DOSAGE AND ADMINISTRATION — Kombiglyze XR is taken once daily with the evening meal to minimize the gastrointestinal effects of metformin. The tablets should be taken whole and not crushed, chewed or split. For patients not adequately controlled on metformin alone, the usual starting dose is based on the previous dose of metformin. The maximum daily dose of Kombiglyze XR is 5 mg of saxagliptin and 2000 mg of metformin. Patients who cannot take more than 2.5 mg of saxagliptin and either are not already taking metformin or require more than 1000 mg of metformin should take the drugs individually.

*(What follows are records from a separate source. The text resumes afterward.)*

PR #350, opened 2021-07-05
feat: add bottleneck ratio in MASTER

charlesmindee:
This PR adds the bottleneck ratio of 1/16 in both tf & pt MASTER models, and set the number of multi aspect context to 8 as described in paper. 
Any feedback is welcome!


fg-mindee (approved):
Thanks!

PR #355, opened 2021-07-06
feat: Added box coord clipping and target validation for detection tasks

fg-mindee:
- added box coord clipping to avoid rounding errors in detection datasets
- added target validation for detection models to avoid silent failures
- added unittests for target validation

Any feedback is welcome!


charlesmindee (approved):
Thanks!

PR #356, opened 2021-07-06
refactor: Renamed MASTER feature extractor attribute

fg-mindee:
This PR simply renames the `feature_extractor` attribute to `feat_extractor` to keep the same naming conventions across models.

Any feedback is welcome!


charlesmindee (approved):
thanks!

PR #357, opened 2021-07-06
fix: Fixed Resize transfo in PyTorch when aspect ratio matches the target

fg-mindee:
In rare cases, when the original image has the same aspect ratio as the target size, the resize was not performed correctly. This PR fixes that and adds a test case in corresponding pytorch unittests.

Any feedback is welcome!


charlesmindee (approved):
Thanks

CONCLUSION — Treatment with the new fixed-dose combination of saxagliptin and extended-release metformin (Kombiglyze XR) may be more convenient than taking the individual drugs separately, but with less dosing flexibility. Adding saxagliptin to metformin may cause less weight gain and less hypoglycemia than adding a sulfonylurea such as glimepiride (Amaryl, and others), but the retail cost of this combination is much higher than taking generic metformin plus a sulfonylurea separately. Clinical experience with saxagliptin is limited and its long-term safety is unknown.